The minimum wage has been at the center of debates for years. Politicians have gone back and forth about what constitutes a livable wage, and the minimum amount people get paid varies by state. As of Jan. 1, the minimum wage in Maine increased from $12 to $12.15 an hour according to the Maine Department of Labor. People who are tipped workers, such as wait staff, are earning $6.08 an hour before their tips are factored in.
The minimum wage has been steadily increasing in Maine in recent years. Per the Maine Department of Labor website, as of July 1, 2018, “Portland’s minimum wage [was] $10.90 and connected to the CPI, per their local ordinance. The state minimum wage [was] $11 as of January 1, 2019, however Portland’s minimum wage ordinance may exceed the state minimum wage on July 1, 2019.”
In November of 2020 the people of Portland, Maine voted to increase the minimum wage. According to portlandmaine.gov, over the course of three years, the minimum wage in Portland will increase to $15 per hour. Additionally, in 2022, people who work during an emergency declared by the state or city will be paid time and a half for their efforts. This change was inspired by the COVID-19 pandemic. The current minimum wage in Portland sits at $12.15 per hour.
The University of Maine is complying with the wage increase that the state is undergoing. The student employment website states that everyone will be making at least $12.15 an hour, and those who are already making above $12.15 for an hourly wage will have their wage increased according to a pay scale that their office has generated.
However, as tuition and the cost of living continues to increase, students have advocated for a $15 minimum wage at UMaine. Last year, a student created the “Fight For 15” campaign at UMaine after working for the school for a few years. Michael Redante, who graduated from UMaine in the spring of 2020 with a master’s in forestry, created this movement. The group has not been active on their Facebook platform since April of 2020, but in the past they have provided students with links to financial resources and have held in-person meetings.

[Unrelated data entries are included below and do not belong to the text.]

Issue #142, opened 2015-05-17
Use git status colors in tab titles


grizzilus:
This is a feature request to match the color of the titles of tabs to those in the tree view based on the git status of the files. There is currently a package for this (`git-tab-status`), but I think it would be nice to have on the core tabs package to match the functionality of the `tree-view` package. (Also, I don't think `git-tab-status` is compatible with all themes. There was a point where a change in `one-dark-ui` conflicted with the methodology of that package.)

And having the `status-added` and similar classes in the core tabs package could allow theme designers to use those as well. For example, the `one-dark-ui` package has a blue bar on the left side of the active tab. This color could be changed to the color for the git status of that file. (That trivial example would obviously need some extension for active vs. inactive tabs, but the point is that this information could be integrated into themes in clever ways.)

mnquintana:
:+1: I'm definitely on board with this – I've wanted this for awhile now.

acontreras89:
Just created #152 to add this functionality.

grizzilus:
This was completed in #152 so I'll close this.

jakesankey:
This great news. I am the dev of git-tab-status, I will unpublish the package. Glad it made it into Tabs!

acontreras89:
@jakesankey :ok_hand:
thanks for your package, I used to use it until I decided to include it in the tabs core package

kankaristo:
This doesn't seem to be working for me... The file names are colored in the tree view, but not on the tabs.

The git-tab-status package is working fine, but "Enable VCS Coloring" isn't.

mnquintana:
@kankaristo It won't work if you have both enabled. You'll need to uninstall or disable git-tab-status first, then Enable VCS Coloring.

kankaristo:
I did that (first disabled, then uninstalled).

I just noticed that this doesn't seem to be working well with symlinks...

The tabs are colored fine if the project is in a normal directory, but I have a few projects where the project directory's parent directory is a symlink to an external drive, and the coloring is broken for those. The coloring works in tree-view and with git-tab-status.

mnquintana:
@kankaristo Hmmm, would you mind making a new issue for that so we can investigate further? (That's why we didn't enable it by default, just to be able to catch any lingering bugs.) Thanks!

kankaristo:
Sure. :)

acontreras89:
Point to the issue here and I'll start working on it right away :)

kankaristo:
[...]

PR #152, opened 2015-05-31
Show git status in tabs

acontreras89:
Adds git status indicators to tabs by adding the corresponding css class.

tabs_with_git_status

Addresses #142.


roman01la:
:+1:

mnquintana:
Awesome! I'll take a closer look at this later, but would you mind making this configurable? (With a setting like `enableVcsColoring`.) It's going to be configurable for the other packages (like [tree-view](https://github.com/atom/tree-view/pull/306)) so it would be great to have that here too.

acontreras89:
Working on it :ok_hand:

grizzilus:
If you create a new file from within atom, the color is updated in the tree view but not the tab. In this implementation the repo is assigned to the tab when it is initialized; the tree view package finds the repo within `updateStatus`.

lib/tab-view.coffee
```diff
@@ -1,9 +1,14 @@
 path = require 'path'
 {$} = require 'atom-space-pen-views'
+{CompositeDisposable} = require 'event-kit'
```
mnquintana: This is actually already exported from Atom so you could just do:

```coffee
{CompositeDisposable} = require 'atom'
```

and get rid of the explicit event-kit dependency.

mnquintana:
Also could you add some specs to this? Thanks!

acontreras89:
Thanks @grizzilus !
It was a little bit trickier because it had to do with the path of the file, not the repository. This also caused other inconsistencies when using the `Core: Save As` command.
I've added some logic to handle `did-save` events in cca88b20553675ec8189e8da4e76540adc27ee47. Now it should be fine :)

acontreras89:
@mnquintana thanks for the comments.
I've removed the `event-kit` dependency in 14df4cd859bdfd445ecac6bfbc7432541556147e.
I'm working now on making this feature configurable (should be ready soon). Will write some specs after that.

acontreras89:
Added specs and some minor tweaks

acontreras89:
@mnquintana I've reviewed all your comments and committed necessary changes.

I also have been working on replacing the use of `atom.project.getRepositories` (which will be removed in version 2.0) for `atom.project.repositoryForDirectory`, but I don't know how to treat one particular scenario:
The `Promise` returned by `repositoryForDirectory` should never be rejected (unless something goes really wrong). It either resolves to the repo or to `null`. 
However, when running specs, in some of them the repo has already been destroyed by the time the `Promise` is resolved. 
An error is thrown from within the `then` clause (e.g. when trying to add event listeners for the repo), giving control to the `catch` clause. What should be done in this kind of scenario? 
Note that all specs are passed despite this problem.

lib/tab-view.coffee
```diff
@@ -1,9 +1,14 @@
 path = require 'path'
 {$} = require 'atom-space-pen-views'
+{CompositeDisposable} = require 'atom'
 
 module.exports =
 class TabView extends HTMLElement
   initialize: (@item) ->
+    @path = @item.getPath?()
+
+    @subscriptions = new CompositeDisposable()
```
mnquintana: Does this assignment need to happen in `initialize`? It seems like it would be better encapsulated in `setupVcsStatus`

mnquintana: Also, since this `CompositeDisposable` is just being used for repo subscriptions, how about calling it `@repoSubscriptions`?

acontreras89: `@path` is being initialized inside `initialize` because other methods (like `updateTooltip` and `updateDataAttributes`) make use of it as well.
I'll rename `@subscriptions` (I had a mental note for it :sweat_smile:) right now.

mnquintana:
Right now, all of the VCS setup is happening even if `enableVcsColoring` is `false`, which is all unnecessary if that config option is disabled – can you update the all of the VCS setup stuff to only happen if `enableVcsColoring` is `true`? (Currently that config option is only being used to control the classes being added for the actual coloring itself.) Thanks!

acontreras89:
Sure, no problem :ok_hand:

acontreras89:
Ready @mnquintana

izuzak:
@benogle @kevinsawicki You wanted to take a look at this one, if I remember correctly.

benogle:
@acontreras89 we talked about this yesterday, and we'd like to just add data attributes to the tabs with no default styling. That way folks can add the styling they like in their styles.less, and themes can style it as well.

mnquintana:
@benogle Isn't that how this PR is working now though? It's not adding any styles, it's just using the VCS status styles defined in the active UI theme.

benogle:
You're right, there is no explicit styling in here, but it is on by default. Maybe the best option would be to default the option to `false` for now. We can default to true after it's out in the wild for a bit.

acontreras89:
@benogle changed it to have `enableVcsColoring` set to `false` by default.

lib/tab-view.coffee
```diff
@@ -68,9 +68,21 @@ class TabView extends HTMLElement
       @modifiedSubscription = dispose: =>
         @item.off?('modified-status-changed', modifiedHandler)
 
+    itemSavedHandler = (event) =>
```
benogle: Any reason this isnt inlined on line 78?

lib/tab-view.coffee
```diff
@@ -68,9 +68,21 @@ class TabView extends HTMLElement
...
+        @path = event.path
+        @setupVcsStatus() if atom.config.get 'tabs.enableVcsColoring'
+
+    if typeof @item.onDidSave is 'function'
+      @saveSubscription = @item.onDidSave(itemSavedHandler)
+
     @configSubscription = atom.config.observe 'tabs.showIcons', =>
       @updateIconVisibility()
 
+    @vcsConfigSubscription = atom.config.observe 'tabs.enableVcsColoring', (isEnabled) =>
```
benogle: Can we roll `@vcsConfigSubscription`, `@saveSubscription` etc into a composite disposable? Seems like all subscriptions that are created in init, then disposed in destroy could be under one `CompositeDisposable`

benogle:
Other than the small issues I commented on, this looks good to me.

lib/tab-view.coffee
acontreras89: Not really, just keeping the same structure as other subscriptions in the file. Wasn't really necessary since I'm not supporting old events. Changing it :art:.

lib/tab-view.coffee
acontreras89: It is true that `did-save` events might affect VCS status, but they can also require other actions (a recent example is clearing preview state).
Since I couldn't figure out a name that made sense for both `@saveSubscription` and `@vcsConfigSubscription`, I kept them apart.
On the other hand, `@repoSubscriptions` are disposed when `enableVcsColoring` is disabled, whereas `@vcsConfigSubcription` should stay put.

I can change it no problem (at least for the ones with the same lifespan) but please confirm that's the way to go :ok_hand:. 
If that's the case, should I add other subscriptions to the `CompositeDisposabe` as well? I was trying to avoid changing code that isn't related to this PR.

acontreras89:
@benogle I've replied to your comments and uploaded some changes. I have also prepared commits f0a83218218b66d0f730535126aab576da1a3b87 and f707833d963cec1b273d1e6d0ee5c79a0d19f543 to aggregate most `disposable`'s. Just let me know if you want me to merge them to this PR.

benogle:
@acontreras89 Yeah, I say we get those commits into this PR

acontreras89:
done! :+1:

mnquintana:
@benogle :ship:?

benogle:
Yep, :boat:

mnquintana:
@acontreras89 I'm super excited about this. Thanks so much for adding it :blue_heart:

acontreras89:
@mnquintana I'm glad to hear that :relieved: 
Thank to all of you for the comments! Keep up the good work :v:

thomasjo:
Awesome job! :clap:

The fight for a $15 minimum wage has not only been heralded by students; over the past few months, the debate has reached the federal level. Since 1938, the federal government has been able to set a federal minimum wage. At its inception, the federal minimum wage was set to just 40 cents per hour. That figure was adjusted 22 times during 12 separate administrations, but has not recently been adjusted to match inflation. The current federal minimum wage of $7.25 was established in 2009, but many have noted that minimum wage has stagnated and left many out of a reasonable income. If minimum wage reflected current inflation values, it would be in the $20 per hour range.
This has not gone unseen by political action groups, state and federal civil servants or presidents. President Joe Biden included a statement during his campaign for president that noted that it was “well past time that the minimum wage nationally be a minimum of $15.”
Recently, an effort was made to include a federal minimum wage hike in the most current COVID-19 relief bill. However, the $15 minimum wage addendum was voted down in Senate discussion to move the bill through the Senate, and the package was only approved after Vice President Kamala Harris stepped in to cast her deciding vote.
Sen. Susan Collins has been outspoken about the current COVID-19 relief package, sharing her support for a bill which would target those who have the most financial need, but has noted that she does not feel that the current package should include an amendment to the current federal minimum wage.
Sen. Bernie Sanders has stated that he will not back down from seeking to introduce legislation that will accommodate a raise to the minimum wage, and noted that he does not expect the minimum wage to be immediately changed. Rather, Sanders’ plan would raise minimum wage over a period of five years.
As Maine continues to increase minimum wage, people are still struggling financially due to the COVID-19 pandemic causing unemployment rates to soar. This change in wages in the near future could be the spark people need to feel a little more financially stable.